Boston-based Legal Sea Foods is in some hot water with environmental groups lately due to its latest advertising campaign. The 15-second commercials start off like an environmental PSA, encouraging viewers to save sea creatures like salmon, crabs and trout, but abruptly change course, discussing how they plan to cook it all up. Check out one of the videos:

I laughed out loud the first time I saw it. Hilarious, no?

Environmentalists aren’t laughing, though, bashing Legal Sea Foods for its fish farming practices. Director of Greenpeace Oceans John Hocevar said in a statement, “Ironically, the trout sold by Legal Sea Foods is farmed and has never seen a golden brook or sunlit stream. The choice isn’t between putting fish on a pedestal or eating them, it’s between reforming the way we produce our seafood or irrevocably degrading our oceans.”

Legal Sea Foods is not unfamiliar with criticism for their advertising campaigns, though. Back in 2009, the restaurant faced some slack for their MBTA “Fresh Fish” ad series, which included phrases like, “Kiss my bass;” “If that’s your girlfriend, I’d throw her back;” and “Darn, you smell like carp.”

In response to the criticism of the new commercials, Legal issued an official company statement, in which president and CEO Roger Berkowitz said, “Sure, people may jump to the conclusion that we’re being flip about the topic, but it’s quite the opposite. This is a debate we need to have. We need to constantly question where fish comes from and how it was caught and, moreover, demand more from those tasked with protecting the fish supply.”
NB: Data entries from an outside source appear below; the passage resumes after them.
PR #34378, opened 2024-07-17
Depend less on precise all-clusters-app endpoints layout in Darwin tests.

### LINKED ISSUE #34374: Darwin tests expect no endpoints to ever be added to all-clusters-app
Darwin tests have many assumptions that there are endpoints 0, 1, 2. Adding a 3rd endpoint breaks a lot of tests.

Example:

```
2024-07-17T03:16:51.5527330Z /Users/runner/work/connectedhomeip/connectedhomeip/src/darwin/Framework/CHIPTests/MTRPerControllerStorageTests.m:2548: error: -[MTRPerControllerStorageTests testDataStorageUpdatesWhenRemovingEndpoints] : (([[controller.controllerDataStore _fetchEndpointIndexForNodeID:deviceID] isEqualToArray:testEndpoints]) is true) failed
```

which relates to:

```
    __block NSMutableDictionary<NSNumber *, NSArray<NSNumber *> *> * initialClusterIndex = [[NSMutableDictionary alloc] init];
    __block NSMutableArray<NSNumber *> * testEndpoints;

    delegate.onReportEnd = ^{
        XCTAssertNotNil(dataVersionForPartsList);
        XCTAssertNotNil(testClusterDataValueForPartsList);

        testEndpoints = [self getEndpointArrayFromPartsList:testDataForPartsList forDevice:device];

        // Make sure that the cluster data in the data storage is populated with cluster index and cluster data for endpoints 0, 1 and 2.
        // We do not need to check _persistedClusterData here. _persistedClusterData will be paged in from storage when needed so
        // just checking data storage should suffice here.
        dispatch_sync(self->_storageQueue, ^{
```

The test above (among others) expects exactly 3 endpoints enabled, and all of them to use NV storage.

This breaks the ability of anyone to change the composition of the all-clusters-app without cryptic failures related to low-level tests of the Darwin regression suite.

bzbarsky-apple:
* test020_ReadMultipleAttributes and test021_ReadMultipleWildcardPathsIncludeUnsupportedAttribute were assuming three endpoints numbered 0, 1, 2. The fix is to just read the PartsList from the device instead of making assumptions.
* test033_TestMTRDeviceDeviceConfigurationChanged was assuming various things about which clusters are on which endpoints, as well as assuming that the PartsList of EP0 is _not_ [1, 2, 3].  Fix things so that we track which endpoint things are actually on, and make sure we take the PartsList from the device and add an entry that's not in it already to it instead of assuming its value.
* testDataStorageUpdatesWhenRemovingEndpoints was comparing arrays of endpoints, but some of those arrays come from enumerating dictionary keys.  Changing the set of keys can change their order.  The fix is to compare sets of endpoints instead.  Also, add asserts that the endpoint we are removing (2) is actually in the list, so that if that ever stops being true the test failure will be more understandable.

### DIFF
--- a/src/darwin/Framework/CHIPTests/MTRPerControllerStorageTests.m
+++ b/src/darwin/Framework/CHIPTests/MTRPerControllerStorageTests.m
@@ -2535,7 +2535,7 @@ static const uint16_t kSubscriptionPoolBaseTimeoutInSeconds = 30;
     };
 
     __block NSMutableDictionary<NSNumber *, NSArray<NSNumber *> *> * initialClusterIndex = [[NSMutableDictionary alloc] init];
-    // Some of the places we gets endpoint lists get them from enumerating dictionary keys, which
+    // Some of the places we get endpoint lists get them from enumerating dictionary keys, which
     // means order is not guaranteed.  Make sure we compare sets of endpoints, not arrays, to
     // account for that.
     __block NSSet<NSNumber *> * testEndpoints;
@@ -2620,7 +2620,7 @@ static const uint16_t kSubscriptionPoolBaseTimeoutInSeconds = 30;
         XCTAssertNotNil(testClusterDataValueForPartsList);
         testEndpoints = [NSSet setWithArray:[self getEndpointArrayFromPartsList:testDataForPartsList forDevice:device]];
 
-        // Make sure that the cluster data is remoeved from the data storage for the endpoint we deleted, but still there for the others.
+        // Make sure that the cluster data is removed from the data storage for the endpoint we deleted, but still there for the others.
         // We do not need to check _persistedClusterData here. _persistedClusterData will be paged in from storage when needed so
         // just checking data storage should suffice here.
         dispatch_sync(self->_storageQueue, ^{
--- a/src/darwin/Framework/CHIPTests/MTRPerControllerStorageTests.m
+++ b/src/darwin/Framework/CHIPTests/MTRPerControllerStorageTests.m
@@ -2508,11 +2508,12 @@ static const uint16_t kSubscriptionPoolBaseTimeoutInSeconds = 30;
     __block NSNumber * rootEndpoint = @0;
 
     // This test will do the following -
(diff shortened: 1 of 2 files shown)


src/darwin/Framework/CHIPTests/MTRPerControllerStorageTests.m
```diff
@@ -2612,13 +2618,13 @@ - (void)testDataStorageUpdatesWhenRemovingEndpoints
 
     delegate.onReportEnd = ^{
         XCTAssertNotNil(testClusterDataValueForPartsList);
-        testEndpoints = [self getEndpointArrayFromPartsList:testDataForPartsList forDevice:device];
+        testEndpoints = [NSSet setWithArray:[self getEndpointArrayFromPartsList:testDataForPartsList forDevice:device]];
 
-        // Make sure that the cluster data in the data storage for endpoints 0 and 1 are present but not for endpoint 2.
+        // Make sure that the cluster data is remoeved from the data storage for the endpoint we deleted, but still there for the others.
```
kiel-apple, line 2623:
```suggestion
        // Make sure that the cluster data is removed from the data storage for the endpoint we deleted, but still there for the others.
```

src/darwin/Framework/CHIPTests/MTRPerControllerStorageTests.m
```diff
@@ -2534,18 +2535,21 @@ - (void)testDataStorageUpdatesWhenRemovingEndpoints
     };
 
     __block NSMutableDictionary<NSNumber *, NSArray<NSNumber *> *> * initialClusterIndex = [[NSMutableDictionary alloc] init];
-    __block NSMutableArray<NSNumber *> * testEndpoints;
+    // Some of the places we gets endpoint lists get them from enumerating dictionary keys, which
```
kiel-apple, line 2538:
```suggestion
    // Some of the places we get endpoint lists get them from enumerating dictionary keys, which
```

kiel-apple (approved):

bzbarsky-apple:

A recent Boston Magazine article agrees with Greenpeace, though, calling out Legal on their contradictory commercials, noting the salmon on the menu did not swim in streams like the ads say but were raised on a salmon farm. “Junk science to prove a silly point, eh Legal Sea Foods? Your food may be tasty, but that ad is misleading, and the follow-up rhetoric is, well, tough to swallow,” the article quipped.

However, I think they’re missing the point. The ads never explicitly say Legal Sea Foods catches its fish fresh from the ocean; Berkowitz simply said he hoped the ads would open a dialogue about where your food does indeed come from.

Besides, the ads are doing their job: turning heads and getting people to talk about the restaurant chain that’s been a staple in the Boston-area for 43 years. Let’s face it, if the ad featured attractive, multicultural actors musing over how much they enjoy the seafood that brings them together for their weekly family get-togethers, we’d all be yawning. And thinking of Olive Garden.

“The next generation that’s coming in, that’s enjoying fish now tends to be younger,” Berkowitz tells WBZ NewsRadio. “They grew up watching South Park, not Walt Disney’s Wonderful World of Color.”

Well played, Berkowitz. Boston – get a sense of humor, Boston.